Most of the pictures on the walls looked like more or less distorted reflections of each other. Jackson Pollock's nonobjective snarl of tar and confetti, entitled No. 14, was matched by Willem DeKooning's equally fashionable and equally blank tangle of tar and snow called Attic. If their sort of painting represented the most vital force in contemporary U.S. art, as some critics had contended, art was in a bad way.
Yet the abstract wing of the show included some startlingly original pictures. Morris Kantor's Lonely Bird knit the shapes of buildings and trees together with looping lines and high-keyed colors, that were all his own. In Lee Catch's dark little Fruit Boat, with its cold blaze of lights seen across the water, abstraction and representation were happily merged. Catch's painting was one of the simplest and smallest on display, but it had size.
Readily recognizable art played second fiddle at the Whitney, except for a couple of standout pictures.
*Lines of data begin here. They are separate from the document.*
PR #7594, opened 2026-01-25
Multiple small changes related to _refreshProgressBar - function

kaesa:
* This PR changes the way the loaded images are tracked. In the dev, the additions are tracked manually. This PR changes the code so that the value is acquired from the container.
* Changes the progress bar visually:
Current progressbar:
orig_all orig_filtered orig_loading
From left to right; All files loaded, some files filtered, loading new files.
Proposed:
new_all new_filtered new_loading_countdown
This change adds consistency to the way the brackets are used. Changes the way the `previewsToLoad` is displayed. The goal is to make it easier to register what is happening. In the dev, it is little inconvenient to calculate how many images are still to be loaded if the folder has more than a small amount of files.
Proposed look with horizontal bar:
new_all_horizontal
new_filtered_horizontal
new_loading_horizontal_countdown
Counting the "to be loaded images" down makes sense also, if my future PR, which changes the way events are handled gets accepted. However, this is also a matter of taste, and it is trivial to change the count down to `(previewsLoaded+previewsToLoad)` and is perfectly fine for me to do if this change gets opposition.
* The if in the `_refreshProgressBar` was causing the progress bar not updating when in the editor. This was buggy behavior for example when resetting the file catalog in the editor with X,Y or SHIFT+F3/F4 for example. I haven't found reasons to have it, but I think if there is a reason, the check could probably be more specific.
* Calling _refreshProgressBar inside a loop is not right. The progressbar is not getting redrawn until the execution returns back to the framework.

Additional note:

Jack Levine's Act of Legislature--a dull-looking chap in a toga stabbing a half-naked girl--was a vivid, if highly unpleasant, mixture of lust and righteous rage. At the Sea a Girl was a pompously titled new departure for Henry Koerner, one of the country's most promising young painters. With even more ambiguous symbolism than that which characterized his last exhibition (TIME, Feb. 21), Koerner had painted a girl hauled from the ocean while an uncurious crowd fished from the dock above. Koerner's oil was as stark as a tabloid photo, and more disturbing. Was the Girl a successful channel swimmer, or an unsuccessful suicide? The painting offered no clue.
As the show opened, the Whitney announced it would soon jettison its fine collection of 19th Century art (worth perhaps $250,000), use the proceeds to buy more & more paintings like those in the current show. For the price of such a proven masterpiece as Thomas Eakins' The Biglen Brothers Ready to Start the Race, the Whitney could probably pick up the latest Koerner, and the latest Kantor, Gatch and Levine, too.